▶ WHAT TO WORK ON
Reproduce the material that follows, please, but only from its first line to the line containing "That might also", inclusive.

▶ DATASET RECORDS
☆ ☆ ☆

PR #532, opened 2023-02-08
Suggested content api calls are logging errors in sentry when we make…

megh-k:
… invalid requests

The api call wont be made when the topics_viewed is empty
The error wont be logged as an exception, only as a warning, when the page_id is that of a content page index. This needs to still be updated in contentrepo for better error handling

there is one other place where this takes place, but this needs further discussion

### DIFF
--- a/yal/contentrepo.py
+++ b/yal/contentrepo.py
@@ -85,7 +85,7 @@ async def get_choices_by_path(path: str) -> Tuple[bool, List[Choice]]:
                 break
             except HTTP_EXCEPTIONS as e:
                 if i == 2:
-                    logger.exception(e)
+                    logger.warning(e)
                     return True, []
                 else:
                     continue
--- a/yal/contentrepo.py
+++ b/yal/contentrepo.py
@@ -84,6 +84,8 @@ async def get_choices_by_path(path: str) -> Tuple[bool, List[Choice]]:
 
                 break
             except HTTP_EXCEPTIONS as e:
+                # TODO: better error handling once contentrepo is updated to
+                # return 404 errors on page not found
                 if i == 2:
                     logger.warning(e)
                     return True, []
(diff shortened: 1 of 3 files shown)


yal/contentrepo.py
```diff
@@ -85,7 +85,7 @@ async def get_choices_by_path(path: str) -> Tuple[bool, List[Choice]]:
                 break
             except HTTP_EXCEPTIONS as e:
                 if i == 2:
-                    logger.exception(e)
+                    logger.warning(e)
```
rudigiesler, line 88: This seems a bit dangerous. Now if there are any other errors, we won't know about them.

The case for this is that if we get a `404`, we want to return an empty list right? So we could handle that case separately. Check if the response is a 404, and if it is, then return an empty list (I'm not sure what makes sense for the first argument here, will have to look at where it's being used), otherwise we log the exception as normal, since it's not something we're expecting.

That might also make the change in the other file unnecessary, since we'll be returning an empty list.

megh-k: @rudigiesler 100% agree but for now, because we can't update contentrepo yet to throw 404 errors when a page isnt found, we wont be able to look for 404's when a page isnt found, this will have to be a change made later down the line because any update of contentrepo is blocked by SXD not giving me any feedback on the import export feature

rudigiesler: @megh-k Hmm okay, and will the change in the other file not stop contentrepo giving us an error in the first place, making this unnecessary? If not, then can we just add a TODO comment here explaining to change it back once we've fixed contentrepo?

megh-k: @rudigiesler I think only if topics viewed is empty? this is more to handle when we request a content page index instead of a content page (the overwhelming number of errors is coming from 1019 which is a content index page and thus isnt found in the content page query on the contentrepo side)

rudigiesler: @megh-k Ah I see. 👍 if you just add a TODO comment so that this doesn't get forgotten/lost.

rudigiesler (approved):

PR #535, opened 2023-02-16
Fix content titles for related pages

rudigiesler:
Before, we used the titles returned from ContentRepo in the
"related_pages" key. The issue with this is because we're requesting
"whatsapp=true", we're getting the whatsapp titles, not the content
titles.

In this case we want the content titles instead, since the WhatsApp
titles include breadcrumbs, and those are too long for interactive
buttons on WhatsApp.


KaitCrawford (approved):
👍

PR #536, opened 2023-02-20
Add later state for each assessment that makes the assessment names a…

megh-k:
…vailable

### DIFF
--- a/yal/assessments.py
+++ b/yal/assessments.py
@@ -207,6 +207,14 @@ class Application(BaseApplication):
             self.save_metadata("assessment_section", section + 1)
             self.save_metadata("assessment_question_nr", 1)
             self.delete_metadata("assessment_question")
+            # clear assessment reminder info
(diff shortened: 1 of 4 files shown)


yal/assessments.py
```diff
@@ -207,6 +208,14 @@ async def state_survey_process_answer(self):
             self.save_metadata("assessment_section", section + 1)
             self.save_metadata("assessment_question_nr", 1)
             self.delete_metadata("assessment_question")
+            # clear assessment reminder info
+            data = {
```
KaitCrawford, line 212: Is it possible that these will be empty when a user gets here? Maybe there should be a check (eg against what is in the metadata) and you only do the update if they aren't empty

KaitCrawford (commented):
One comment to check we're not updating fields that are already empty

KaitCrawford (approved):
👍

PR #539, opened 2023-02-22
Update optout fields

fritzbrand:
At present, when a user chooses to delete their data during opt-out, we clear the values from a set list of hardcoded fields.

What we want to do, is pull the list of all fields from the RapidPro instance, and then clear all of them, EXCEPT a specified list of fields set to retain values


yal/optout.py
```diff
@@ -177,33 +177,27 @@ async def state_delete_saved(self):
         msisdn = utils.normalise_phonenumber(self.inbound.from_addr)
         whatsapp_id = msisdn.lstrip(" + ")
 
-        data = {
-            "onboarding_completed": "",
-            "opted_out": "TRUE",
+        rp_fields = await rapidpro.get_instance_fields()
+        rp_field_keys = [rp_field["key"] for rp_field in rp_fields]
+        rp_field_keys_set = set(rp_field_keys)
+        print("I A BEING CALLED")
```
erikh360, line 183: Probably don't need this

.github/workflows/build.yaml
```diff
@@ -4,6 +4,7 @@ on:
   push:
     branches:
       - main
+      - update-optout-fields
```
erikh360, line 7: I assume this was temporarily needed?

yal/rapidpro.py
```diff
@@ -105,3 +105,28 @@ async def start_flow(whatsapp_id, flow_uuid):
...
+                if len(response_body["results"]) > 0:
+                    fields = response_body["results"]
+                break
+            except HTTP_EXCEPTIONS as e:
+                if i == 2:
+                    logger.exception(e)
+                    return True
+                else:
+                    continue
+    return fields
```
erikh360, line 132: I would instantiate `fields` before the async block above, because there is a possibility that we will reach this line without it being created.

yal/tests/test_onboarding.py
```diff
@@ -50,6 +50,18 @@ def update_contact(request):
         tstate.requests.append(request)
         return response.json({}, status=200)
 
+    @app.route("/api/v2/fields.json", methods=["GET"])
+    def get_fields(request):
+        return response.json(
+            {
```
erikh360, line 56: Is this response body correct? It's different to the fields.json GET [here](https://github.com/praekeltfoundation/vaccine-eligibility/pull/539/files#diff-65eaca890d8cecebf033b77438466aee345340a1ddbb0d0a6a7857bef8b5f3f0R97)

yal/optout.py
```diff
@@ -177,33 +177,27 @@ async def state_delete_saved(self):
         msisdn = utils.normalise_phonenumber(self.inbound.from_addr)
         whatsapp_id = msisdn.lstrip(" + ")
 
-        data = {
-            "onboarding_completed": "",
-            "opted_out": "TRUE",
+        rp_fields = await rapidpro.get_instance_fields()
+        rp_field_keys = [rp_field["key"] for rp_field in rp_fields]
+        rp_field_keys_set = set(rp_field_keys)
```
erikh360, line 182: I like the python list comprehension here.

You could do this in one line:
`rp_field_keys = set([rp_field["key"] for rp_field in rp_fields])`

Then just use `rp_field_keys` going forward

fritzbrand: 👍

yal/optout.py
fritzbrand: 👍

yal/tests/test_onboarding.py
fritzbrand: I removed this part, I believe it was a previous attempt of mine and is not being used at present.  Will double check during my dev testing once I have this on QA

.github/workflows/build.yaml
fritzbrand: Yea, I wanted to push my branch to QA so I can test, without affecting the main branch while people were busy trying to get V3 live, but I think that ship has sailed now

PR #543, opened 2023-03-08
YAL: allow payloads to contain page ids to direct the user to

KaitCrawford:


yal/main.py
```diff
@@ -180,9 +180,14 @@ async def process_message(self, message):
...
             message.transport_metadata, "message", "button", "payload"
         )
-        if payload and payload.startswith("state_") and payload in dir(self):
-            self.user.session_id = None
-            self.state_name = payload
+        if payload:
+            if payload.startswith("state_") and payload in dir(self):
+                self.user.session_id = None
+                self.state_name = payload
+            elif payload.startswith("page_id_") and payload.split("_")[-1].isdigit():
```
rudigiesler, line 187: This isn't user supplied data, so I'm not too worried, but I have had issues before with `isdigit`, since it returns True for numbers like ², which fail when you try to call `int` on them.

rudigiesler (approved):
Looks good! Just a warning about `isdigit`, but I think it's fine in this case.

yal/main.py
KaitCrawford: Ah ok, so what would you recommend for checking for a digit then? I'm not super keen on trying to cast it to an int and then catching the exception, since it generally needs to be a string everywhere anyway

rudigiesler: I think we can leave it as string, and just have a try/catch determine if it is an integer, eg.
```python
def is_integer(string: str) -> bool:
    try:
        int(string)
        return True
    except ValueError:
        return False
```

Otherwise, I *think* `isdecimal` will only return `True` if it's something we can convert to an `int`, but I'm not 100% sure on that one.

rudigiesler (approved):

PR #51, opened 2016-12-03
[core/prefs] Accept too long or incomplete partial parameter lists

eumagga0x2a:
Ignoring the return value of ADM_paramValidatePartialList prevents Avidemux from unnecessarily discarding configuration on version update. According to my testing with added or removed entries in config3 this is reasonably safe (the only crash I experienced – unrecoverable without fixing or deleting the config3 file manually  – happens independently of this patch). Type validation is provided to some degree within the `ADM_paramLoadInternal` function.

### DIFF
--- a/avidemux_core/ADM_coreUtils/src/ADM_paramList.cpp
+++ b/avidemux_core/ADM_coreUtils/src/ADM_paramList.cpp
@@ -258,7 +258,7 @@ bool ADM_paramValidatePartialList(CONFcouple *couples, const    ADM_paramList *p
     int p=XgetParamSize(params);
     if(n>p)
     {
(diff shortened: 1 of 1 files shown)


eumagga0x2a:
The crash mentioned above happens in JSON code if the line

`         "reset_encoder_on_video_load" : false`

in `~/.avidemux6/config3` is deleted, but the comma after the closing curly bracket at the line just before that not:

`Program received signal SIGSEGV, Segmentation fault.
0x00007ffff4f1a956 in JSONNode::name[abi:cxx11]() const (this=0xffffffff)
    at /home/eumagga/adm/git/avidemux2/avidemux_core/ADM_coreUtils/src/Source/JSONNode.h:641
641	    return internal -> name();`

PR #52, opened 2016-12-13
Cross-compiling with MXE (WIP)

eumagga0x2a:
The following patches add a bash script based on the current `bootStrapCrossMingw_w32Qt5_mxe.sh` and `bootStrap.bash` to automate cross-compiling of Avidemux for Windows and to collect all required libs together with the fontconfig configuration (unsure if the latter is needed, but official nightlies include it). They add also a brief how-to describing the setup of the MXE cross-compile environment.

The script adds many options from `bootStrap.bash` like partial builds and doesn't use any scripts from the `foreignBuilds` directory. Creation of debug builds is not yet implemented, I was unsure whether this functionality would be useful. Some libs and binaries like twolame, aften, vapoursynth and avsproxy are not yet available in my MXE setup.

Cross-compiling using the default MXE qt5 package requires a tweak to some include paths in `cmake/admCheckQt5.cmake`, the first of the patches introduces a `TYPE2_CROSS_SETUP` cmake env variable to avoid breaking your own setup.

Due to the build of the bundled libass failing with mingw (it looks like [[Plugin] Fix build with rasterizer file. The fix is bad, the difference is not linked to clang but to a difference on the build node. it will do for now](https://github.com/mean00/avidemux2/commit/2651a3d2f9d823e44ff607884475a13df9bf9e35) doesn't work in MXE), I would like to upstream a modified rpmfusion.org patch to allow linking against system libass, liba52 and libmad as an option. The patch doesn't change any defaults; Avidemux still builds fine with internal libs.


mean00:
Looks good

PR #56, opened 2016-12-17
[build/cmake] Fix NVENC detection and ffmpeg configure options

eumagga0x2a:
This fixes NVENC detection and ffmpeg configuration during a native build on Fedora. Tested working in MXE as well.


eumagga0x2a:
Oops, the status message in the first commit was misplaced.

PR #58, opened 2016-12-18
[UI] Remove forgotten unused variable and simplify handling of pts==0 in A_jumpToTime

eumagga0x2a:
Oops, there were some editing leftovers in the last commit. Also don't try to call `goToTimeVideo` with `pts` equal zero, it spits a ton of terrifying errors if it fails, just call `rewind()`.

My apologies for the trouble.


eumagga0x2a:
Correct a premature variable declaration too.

☆ ☆ ☆

▶ RESULT FOR THIS EXERCISE
PR #532, opened 2023-02-08
Suggested content api calls are logging errors in sentry when we make…

megh-k:
… invalid requests

The api call wont be made when the topics_viewed is empty
The error wont be logged as an exception, only as a warning, when the page_id is that of a content page index. This needs to still be updated in contentrepo for better error handling

there is one other place where this takes place, but this needs further discussion

### DIFF
--- a/yal/contentrepo.py
+++ b/yal/contentrepo.py
@@ -85,7 +85,7 @@ async def get_choices_by_path(path: str) -> Tuple[bool, List[Choice]]:
                 break
             except HTTP_EXCEPTIONS as e:
                 if i == 2:
-                    logger.exception(e)
+                    logger.warning(e)
                     return True, []
                 else:
                     continue
--- a/yal/contentrepo.py
+++ b/yal/contentrepo.py
@@ -84,6 +84,8 @@ async def get_choices_by_path(path: str) -> Tuple[bool, List[Choice]]:
 
                 break
             except HTTP_EXCEPTIONS as e:
+                # TODO: better error handling once contentrepo is updated to
+                # return 404 errors on page not found
                 if i == 2:
                     logger.warning(e)
                     return True, []
(diff shortened: 1 of 3 files shown)


yal/contentrepo.py
```diff
@@ -85,7 +85,7 @@ async def get_choices_by_path(path: str) -> Tuple[bool, List[Choice]]:
                 break
             except HTTP_EXCEPTIONS as e:
                 if i == 2:
-                    logger.exception(e)
+                    logger.warning(e)
```
rudigiesler, line 88: This seems a bit dangerous. Now if there are any other errors, we won't know about them.

The case for this is that if we get a `404`, we want to return an empty list right? So we could handle that case separately. Check if the response is a 404, and if it is, then return an empty list (I'm not sure what makes sense for the first argument here, will have to look at where it's being used), otherwise we log the exception as normal, since it's not something we're expecting.

That might also make the change in the other file unnecessary, since we'll be returning an empty list.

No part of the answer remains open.